**Exercise brief:** Please repeat the data shown below, word for word.

Segment Start: Collected material

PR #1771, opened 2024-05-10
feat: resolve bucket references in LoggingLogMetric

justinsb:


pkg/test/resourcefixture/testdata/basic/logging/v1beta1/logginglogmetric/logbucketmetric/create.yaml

Segment End: Collected material

**Exercise response:**
PR #1771, opened 2024-05-10
feat: resolve bucket references in LoggingLogMetric

justinsb:


pkg/test/resourcefixture/testdata/basic/logging/v1beta1/logginglogmetric/logbucketmetric/create.yaml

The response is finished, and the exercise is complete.